-- Dataset entries --
PR #2549, opened 2020-04-21
v5.11.0

jheer:
### Notable Additions

- Preliminary support for [ARIA accessibility attributes](https://developer.mozilla.org/en-US/docs/Web/Accessibility/ARIA) in SVG output. Mark and guide definitions now include automatically-generated roles and labels, which can be customized using `description` and `aria` properties. Individual mark items do not include ARIA attributes by default (which helps prevent bloat of both the scenegraph and output SVG), but these can be added using `description` and `aria` encoding channels.
- Improve generated HTML form elements for signal bindings. Deployments that use custom CSS for styling bound elements may wish to make minor adjustments.
- `dayofyear` time unit support for the `timeunit` transform.
- `dayofyear`, `week`, `utcdayofyear`, and `utcweek` expression functions.
- Axis `domainCap`, `gridCap`, and `tickCap` properties.

### Changelog

Changes from [v5.10.1](https://github.com/vega/vega/releases/tag/v5.10.1):

**monorepo**

- Add ARIA attribute generation documentation.
- Update eslint setup, consolidate configuration.
- Update dev dependencies.

**vega**

- Add `calendar` test specification.
- Add `overview-detail-bins` test spec to test suite.
- Update crossfilter test scenes to include `description` property output.

**vega-encode**

- Move internal tick, label utilities to vega-scale.
- Fix valid tick check calculation. (#2531)

**vega-functions**

- Add `dayofyear`, `week`, `utcdayofyear`, `utcweek` expression functions.

**vega-geo**

- Fix density utility size input checking bug.

**vega-parser**

- Add ARIA attribute generation for marks and guides via `aria` and `description` properties.
- Add backing scale names to axis, legend datum objects.
- Add `zindex` support for guide config.
- Add axis `domainCap`, `gridCap`, and `tickCap` properties.

**vega-scale**

- Add tick, label guide utilities from vega-encode.
- Add `domainCaption` utility.
- Fix overflow with large domain and small `tickMinStep` (#2550, thanks @rwoollen!)

**vega-scenegraph**

- Add ARIA attribute generation to SVG renderers:
  - Parent `<g>` tags for mark items include automatic `role` and `aria-roleDescription` attributes.
  - Parent `<g>` tags for axes and legends include automatic `aria-label` captions.
[...]

Issue #2494, opened 2020-03-30
Add automatic aria labels for marks


domoritz:
Follow up for #2380.

It would be great if we could automatically annotate marks with appropriate aria labels. It would be nice if we could describe the data before scales are applied ("circle representing Europe with horsepower 12 and 4 cylinders").

jheer:
Related support added in #2548. Mark item-level aria attributes can be defined using encoding channels.

domoritz:
Not yet. The intention of this issue is to provide default mark-level aria-labels that describe individual marks without the need for explicit descriptions via encoding channels. I can understand if we don't want to do this at all since Vega charts often have marks that would just clutter the screenreader experience.

Issue #2492, opened 2020-03-30
Automatically add aria-role group so screenreader users can skip over large umbers of marks


domoritz:
Follow up for https://github.com/vega/vega/pull/2380. 

For example in https://vega.github.io/vega/examples/contour-plot/, it would be great to be able to skip over the points.

jheer:
Related support added in #2548. I believe this concern in covered by the more recent ARIA attribute generation scheme?

domoritz:
Yes, it does. I like that the new ARIA scheme summarizes mark groups into one. However, it currently also prevents screen readers from accessing children. 

I think what we may want is to summarize marks when individual marks don't define aria properties but otherwise still set mark-level properties. Let's continue the discussion in https://github.com/vega/vega/pull/2548.

PR #2553, opened 2020-04-23
fix: use a group role to allow screen readers to navigate the hierarchy

domoritz:


packages/vega-scenegraph/src/util/aria.js
```diff
@@ -6,6 +6,7 @@ const ARIA_LABEL = 'aria-label';
 const ARIA_ROLE = 'role';
 const ARIA_ROLEDESCRIPTION = 'aria-roledescription';
 const DEFAULT_ROLE = 'graphics-symbol';
```
domoritz, line 8: Should we rename this to `MARK_ROLE` or `INDIVIDUAL_MARK_ROLE`?

domoritz:
Actually, there is a bigger issue here. We need to set aria-role on individual marks, not on the group that surrounds marks. 

Notice in this SVG (I manually changed `graphics-symbol` to `graphics-object`)

Screen Shot 2020-04-23 at 09 13 41

the description is set on the group mark but that means the individual children don't get the right role description.

packages/vega-scenegraph/src/util/aria.js
jheer: Or maybe rename to `SYMBOL_ROLE`? Also which of these should be used for guides?

jheer:
To clarify: for the screen reader to properly navigate the individual marks, do the mark svg elements needs to have a `role` property set? If so, you could set that using the `ariaRole` encoding channel, yes? (We could possibly automate the choice of `role` if `description` is defined.) Remember that by default we don't add any annotations to marks because that can cause massive bloat to both the scenegraph and output SVG. If we automate the `role` choice by default (assuming that is necessary) that will at least reduce bloat to the scenegraph objects.

domoritz:
It depends a bit on the screenreader (unfortunately it's like in times of IE6) but generally only `<text>` elements are read even without an explicit `aria-label`, `aria-role`, or `aria-roledescription` property. So if we want to not have VoiceOver read out an element, we should not set any property.

domoritz:
In my initial pull request, I decided to add aria roles and aria roledescriptions so that even when the developer does not provide any aria annotations, the screenreader shows something and the person accessing the chart with a screenreader knows that there is something. Vega-Lite will automatically generate a description for marks since it has the high-level semantic information. I filed https://github.com/vega/vega/issues/2494 as a follow up to automatically add annotations for individual marks in Vega.

What I like about your approach is that groups of marks are summarized into a single annotation (solving https://github.com/vega/vega/issues/2492). I think what we need to do is add the aria properties to individual marks when they are explicitly provided by the user.

I'm closing this pull request since it's not really addressing the issues I described in [my review](https://github.com/vega/vega/pull/2549#pullrequestreview-399267475).

packages/vega-scenegraph/src/util/aria.js
domoritz: Guides should use some role that does not have children so that VoiceOver does not read `empty X` after reading the description.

-- Work order --
What you write must be the entries restated word for word, from the opening line through the one holding "### Notable Additions", with nothing else.

-- Solution below --
PR #2549, opened 2020-04-21
v5.11.0

jheer:
### Notable Additions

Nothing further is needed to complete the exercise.